Abstract

In longitudinal cohort studies, it is often of interest to predict the risk of a terminal clinical event using longitudinal predictor data among subjects at risk by the time of the prediction. The at-risk population changes over time; so does the association between predictors and the outcome, as well as the accumulating longitudinal predictor history. The dynamic nature of this prediction problem has received increasing interest in the literature, but computation often poses a challenge.
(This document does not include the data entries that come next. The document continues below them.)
PR #472, opened 2018-12-09
NodePath: Implement replace_material

loblao:


rdb:
This looks like a very useful addition, thanks!

However, this also has the effect of composing all the render states in the graph and writing the composed states.  It would be better to examine every individual state at each level and replace it at that level, without composing.  This would probably be faster too.

I'm happy to fix this when merging, though.

rdb:
I've checked this in with a few minor changes to make it more efficient.  Please let me know if this broke something.

Issue #757, opened 2019-10-16
BulletVehicle.getWheel(0).getSteering() is in radians


davidrusu:
From the docs it should really be returning values in degrees:
https://www.panda3d.org/reference/python/classpanda3d_1_1bullet_1_1BulletWheel.html#a3b74c45b79964079f3921417a26be64c

Here's a test program where you can see the behaviour:
[vehicle_wheel_steering_bug.zip](https://github.com/panda3d/panda3d/files/3732198/vehicle_wheel_steering_bug.zip)
And my output from running this program:
```
Set steering to -45.000000 but reading back as -0.785398 (converted to degrees is -45.000001)
```

PR #784, opened 2019-11-13
bullet: fix wheel.getSteering() to return in degrees #757

leotada:
This should fix issue #757

### DIFF
--- a/panda/src/bullet/bulletWheel.cxx
+++ b/panda/src/bullet/bulletWheel.cxx
@@ -223,7 +223,7 @@ void BulletWheel::
 set_steering(PN_stdfloat value) {
   LightMutexHolder holder(BulletWorld::get_global_lock());
 
-  _info.m_steering = (btScalar)value;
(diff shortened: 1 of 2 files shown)


Moguri:
This looks good to me. What testing have you done? Some unit tests for this would be nice, but I don't think they are required to accept this PR.

rdb:
Thanks, can you add unit tests?  I think unit tests should be a requirement for all PRs that change existing behaviours.

leotada:
Ok, I will try to add the tests.

leotada:
Is this ok?

rdb:
getSteering() and setSteering() should use the same units.  Your unit test seems to indicate that setSteering takes a value in radians.  Could you fix setSteering to also use degrees?

leotada:
Of course. The documentation don't mention the unit then I didn't know If I change.

leotada:
@rdb please review! I can't resolve the change request status in Github.

PR #786, opened 2019-11-13
egldisplay: EGL or X11 is valid for GLES1/2

pmp-p:


CFSworks:
@rdb Is `egldisplay` able to operate without X11? There's a link directive in there for `p3x11display` which isn't built if `HAVE_X11=NO`, so I'm not sure what to make of this PR.

rdb:
@CFSworks at the moment, egldisplay requires X11.  It would not be much work to adapt it to work with other backends (I vaguely recall someone did effort to get it to work on Windows), but this is the current reality.

CFSworks:
@pmp-p I think I need to close this PR, then. Should the EGL-depends-on-X11 situation change (or even if your current work ends up improving that situation!) please don't hesitate to open a fresh one! :)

The widely used joint model of longitudinal and survival data often comes with intensive computation and excessive model fitting time, due to numerical optimization and the analytically intractable high-dimensional integral in the likelihood function. This problem is exacerbated when the model is fit to a large dataset or the model involves multiple longitudinal predictors with nonlinear trajectories. This challenge can be addressed from an algorithmic perspective, by a novel two-stage estimation procedure, and from a computing perspective, by Graphics Processing Unit (GPU) programming. The latter is implemented through PyTorch, an emerging deep learning framework. The numerical studies demonstrate that the proposed algorithm and software can substantially speed up the estimation of the joint model, particularly with large datasets. The numerical studies also concluded that accounting for nonlinearity in longitudinal predictor trajectories can improve the prediction accuracy in comparison to joint modeling that ignore nonlinearity.